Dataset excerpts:
----
PR #12315, opened 2020-06-23
handle blob status chanage in put blob middlware

wy65701436:
After blob is uploaded success, the middleware will update the blob status accordingly.

### DIFF
--- a/src/server/middleware/blob/put_blob_upload.go
+++ b/src/server/middleware/blob/put_blob_upload.go
@@ -15,17 +15,54 @@
 package blob
 
 import (
-	"net/http"
-	"strconv"
-
+	"fmt"
+	"github.com/goharbor/harbor/src/controller/blob"
+	"github.com/goharbor/harbor/src/lib/errors"
 	"github.com/goharbor/harbor/src/lib/log"
+	blob_models "github.com/goharbor/harbor/src/pkg/blob/models"
 	"github.com/goharbor/harbor/src/pkg/distribution"
 	"github.com/goharbor/harbor/src/server/middleware"
+	"github.com/goharbor/harbor/src/server/middleware/requestid"
+	"net/http"
+	"strconv"
 )
 
 // PutBlobUploadMiddleware middleware to create Blob and ProjectBlob after PUT /v2/<name>/blobs/uploads/<session_id> success
 func PutBlobUploadMiddleware() func(http.Handler) http.Handler {
-	return middleware.AfterResponse(func(w http.ResponseWriter, r *http.Request, statusCode int) error {
+
+	before := middleware.BeforeRequest(func(r *http.Request) error {
+		v := r.URL.Query()
+		digest := v.Get("digest")
+
+		if digest == "" {
+			log.Warningf(fmt.Sprintf("the put blob request has no digest in query, %s", r.URL.String()))
+			return errors.New(nil).WithMessage(fmt.Sprintf("the put blob request has no digest in query, %s", r.URL.String()))
+		}
+
+		bb, err := blob.Ctl.Get(r.Context(), digest)
+		if err != nil {
+			if errors.IsNotFoundErr(err) {
+				return nil
+			}
+			return err
+		}
+
+		switch bb.Status {
+		case blob_models.StatusNone, blob_models.StatusDelete, blob_models.StatusDeleteFailed:
+			err := blob.Ctl.Touch(r.Context(), bb)
+			if err != nil {
+				log.Errorf("failed to update blob: %s status to StatusNone, error:%v", bb.Digest, err)
+				return errors.Wrapf(err, fmt.Sprintf("the request id is: %s", r.Header.Get(requestid.HeaderXRequestID)))
+			}
+		case blob_models.StatusDeleting:
+			return errors.New(nil).WithMessage(fmt.Sprintf("the asking blob is in GC, mark it as non existing, request id: %s", r.Header.Get(requestid.HeaderXRequestID))).WithCode(errors.NotFoundCode)
+		default:
+			return nil
+		}
+		return nil
+	})
+
+	after := middleware.AfterResponse(func(w http.ResponseWriter, r *http.Request, statusCode int) error {
 		if statusCode != http.StatusCreated {
 			return nil
 		}
@@ -63,4 +100,6 @@ func PutBlobUploadMiddleware() func(http.Handler) http.Handler {
 
 		return nil
 	})
+
+	return middleware.Chain(before, after)
 }
--- a/src/server/middleware/blob/put_blob_upload.go
+++ b/src/server/middleware/blob/put_blob_upload.go
@@ -27,18 +27,17 @@ import (
 	"strconv"
 )
 
-// PutBlobUploadMiddleware middleware to create Blob and ProjectBlob after PUT /v2/<name>/blobs/uploads/<session_id> success
+// PutBlobUploadMiddleware middleware to create Blob and ProjectBlob after PUT /v2/<name>/blobs/uploads/<session_id>?digest=<digest> success
 func PutBlobUploadMiddleware() func(http.Handler) http.Handler {
 
 	before := middleware.BeforeRequest(func(r *http.Request) error {
+		ctx := r.Context()
+		logger := log.G(ctx)
+
 		v := r.URL.Query()
 		digest := v.Get("digest")
 
-		if digest == "" {
-			log.Warningf(fmt.Sprintf("the put blob request has no digest in query, %s", r.URL.String()))
-			return errors.New(nil).WithMessage(fmt.Sprintf("the put blob request has no digest in query, %s", r.URL.String()))
-		}
-
+		// digest empty is handled by the blob controller GET method
 		bb, err := blob.Ctl.Get(r.Context(), digest)
 		if err != nil {
 			if errors.IsNotFoundErr(err) {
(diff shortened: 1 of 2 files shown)


src/server/middleware/blob/put_blob_upload.go
```diff
@@ -63,4 +101,8 @@ func PutBlobUploadMiddleware() func(http.Handler) http.Handler {
 
 		return nil
 	})
+
+	return func(next http.Handler) http.Handler {
+		return alice.New(before, after).Then(next)
+	}
```
heww, line 107: There is a function named `Chain` in the middleware pkg which does the same thing as `alice.New`.

src/server/middleware/blob/put_blob_upload.go
```diff
@@ -15,17 +15,55 @@
...
+
+		switch bb.Status {
+		case blob_models.StatusNone, blob_models.StatusDelete, blob_models.StatusDeleteFailed:
+			err := blob.Ctl.Touch(r.Context(), bb)
+			if err != nil {
+				log.Errorf("failed to update blob: %s status to StatusNone, error:%v", bb.Digest, err)
+				return errors.Wrapf(err, fmt.Sprintf("the request id is: %s", r.Header.Get(requestid.HeaderXRequestID)))
+			}
+		case blob_models.StatusDeleting:
+			return errors.New(nil).WithMessage(fmt.Sprintf("the asking blob is in GC, mark it as non existing, request id: %s", r.Header.Get(requestid.HeaderXRequestID))).WithCode(errors.NotFoundCode)
```
heww, line 59: Should we wait a moment and retry to check the status?

src/server/middleware/blob/put_blob_upload.go
wy65701436: updated.

src/server/middleware/blob/put_blob_upload.go
```diff
@@ -15,17 +15,54 @@
...
 	"github.com/goharbor/harbor/src/lib/log"
+	blob_models "github.com/goharbor/harbor/src/pkg/blob/models"
 	"github.com/goharbor/harbor/src/pkg/distribution"
 	"github.com/goharbor/harbor/src/server/middleware"
+	"github.com/goharbor/harbor/src/server/middleware/requestid"
+	"net/http"
+	"strconv"
 )
 
 // PutBlobUploadMiddleware middleware to create Blob and ProjectBlob after PUT /v2/<name>/blobs/uploads/<session_id> success
```
reasonerjt, line 30: The comment should be updated too

src/server/middleware/blob/put_blob_upload.go
```diff
@@ -15,17 +15,54 @@
...
 func PutBlobUploadMiddleware() func(http.Handler) http.Handler {
-	return middleware.AfterResponse(func(w http.ResponseWriter, r *http.Request, statusCode int) error {
+
+	before := middleware.BeforeRequest(func(r *http.Request) error {
+		v := r.URL.Query()
+		digest := v.Get("digest")
+
+		if digest == "" {
+			log.Warningf(fmt.Sprintf("the put blob request has no digest in query, %s", r.URL.String()))
+			return errors.New(nil).WithMessage(fmt.Sprintf("the put blob request has no digest in query, %s", r.URL.String()))
```
reasonerjt, line 39: Will this yield a 500?  It should be a 4xx

src/server/middleware/blob/put_blob_upload.go
```diff
@@ -15,17 +15,54 @@
...
+				return nil
+			}
+			return err
+		}
+
+		switch bb.Status {
+		case blob_models.StatusNone, blob_models.StatusDelete, blob_models.StatusDeleteFailed:
+			err := blob.Ctl.Touch(r.Context(), bb)
+			if err != nil {
+				log.Errorf("failed to update blob: %s status to StatusNone, error:%v", bb.Digest, err)
```
reasonerjt, line 54: You should use the logger with context so the message will also have the req ID.

wy65701436: updated, thanks.

src/server/middleware/blob/put_blob_upload.go
wy65701436: return 400 instead.

src/server/middleware/blob/put_blob_upload.go
wy65701436: updated.

src/server/middleware/blob/put_blob_upload.go
```diff
@@ -15,17 +15,53 @@
...
+	blob_models "github.com/goharbor/harbor/src/pkg/blob/models"
 	"github.com/goharbor/harbor/src/pkg/distribution"
 	"github.com/goharbor/harbor/src/server/middleware"
+	"github.com/goharbor/harbor/src/server/middleware/requestid"
+	"net/http"
+	"strconv"
 )
 
-// PutBlobUploadMiddleware middleware to create Blob and ProjectBlob after PUT /v2/<name>/blobs/uploads/<session_id> success
+// PutBlobUploadMiddleware middleware to create Blob and ProjectBlob after PUT /v2/<name>/blobs/uploads/<session_id>?digest=<digest> success
```
reasonerjt, line 30: The comment is still incorrect, this middleware is also handling the request before it's successful.

src/server/middleware/blob/put_blob_upload.go
```diff
@@ -15,17 +15,53 @@
...
+		v := r.URL.Query()
+		digest := v.Get("digest")
+
+		// digest empty is handled by the blob controller GET method
+		bb, err := blob.Ctl.Get(r.Context(), digest)
+		if err != nil {
+			if errors.IsNotFoundErr(err) {
+				return nil
+			}
+			return err
```
reasonerjt, line 46: Will such error yield a 4xx? or 5xx? if the request does not contain digest in query string the server should return a 4xx not 5xx

src/server/middleware/blob/put_blob_upload.go
```diff
@@ -15,17 +15,53 @@
...
+		}
+
+		switch bb.Status {
+		case blob_models.StatusNone, blob_models.StatusDelete, blob_models.StatusDeleteFailed:
+			err := blob.Ctl.Touch(r.Context(), bb)
```
reasonerjt, line 51: If its status is `None` you don't need to `Touch` it, correct?

src/server/middleware/blob/put_blob_upload.go
```diff
@@ -15,17 +15,53 @@
...
+			if err != nil {
+				logger.Errorf("failed to update blob: %s status to StatusNone, error:%v", bb.Digest, err)
+				return errors.Wrapf(err, fmt.Sprintf("the request id is: %s", r.Header.Get(requestid.HeaderXRequestID)))
+			}
+		case blob_models.StatusDeleting:
+			return errors.New(nil).WithMessage(fmt.Sprintf("the asking blob is in GC, mark it as non existing, request id: %s", r.Header.Get(requestid.HeaderXRequestID))).WithCode(errors.NotFoundCode)
```
reasonerjt, line 57: You should also log this situation.

src/server/middleware/blob/put_blob_upload.go
wy65701436: it can be discussed.

src/server/middleware/blob/put_blob_upload.go
wy65701436: updated.

src/server/middleware/blob/put_blob_upload.go
```diff
@@ -15,17 +15,53 @@
...
+
+	before := middleware.BeforeRequest(func(r *http.Request) error {
+		ctx := r.Context()
+		logger := log.G(ctx)
+
+		v := r.URL.Query()
+		digest := v.Get("digest")
+
+		// digest empty is handled by the blob controller GET method
+		bb, err := blob.Ctl.Get(r.Context(), digest)
```
reasonerjt, line 41: You should either use `blobController` or get rid of it from this package

src/server/middleware/blob/put_blob_upload.go
wy65701436: if you go into the code of blob controller get method, if the digest is empty, it will return a 400.

src/server/middleware/blob/put_blob_upload.go
wy65701436: log added.

src/server/middleware/blob/put_blob_upload.go
wy65701436: func (c *controller) Get(ctx context.Context, digest string, options ...Option) (*blob.Blob, error) {
	if digest == "" {
		return nil, errors.New(nil).WithCode(errors.BadRequestCode).WithMessage("require digest")
	}

	opts := newOptions(options...)

	params := blob.ListParams{
		ArtifactDigest: opts.ArtifactDigest,
		BlobDigests:    []string{digest},
		ProjectID:      opts.ProjectID,
	}

	blobs, err := c.blobMgr.List(ctx, params)
	if err != nil {
		return nil, err
	} else if len(blobs) == 0 {
		return nil, errors.NotFoundError(nil).WithMessage("blob %s not found", digest)
	}

	return blobs[0], nil
}

src/server/middleware/blob/put_blob_upload.go
wy65701436: updated.

src/server/middleware/blob/put_blob_upload.go
reasonerjt: ok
----
Task requirements →
Every line above with the word "also" belongs in the answer, copied as written.

Reply →
reasonerjt, line 54: You should use the logger with context so the message will also have the req ID.
reasonerjt, line 30: The comment is still incorrect, this middleware is also handling the request before it's successful.
reasonerjt, line 57: You should also log this situation.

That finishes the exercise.